PR #3515, opened 2026-08-07
Feat/codegen updates

tom-whitehead:
- Adds codegen method for retriever API
- Fixes different python type rendering functionality


tom-whitehead:
🤦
━━━
### [WORK TO COMPLETE]
The expected answer is a word-for-word copy of every line from the one that contains "- Fixes different" through the final line of the material.

### [RESULT FOR THIS EXERCISE]
- Fixes different python type rendering functionality


tom-whitehead:
🤦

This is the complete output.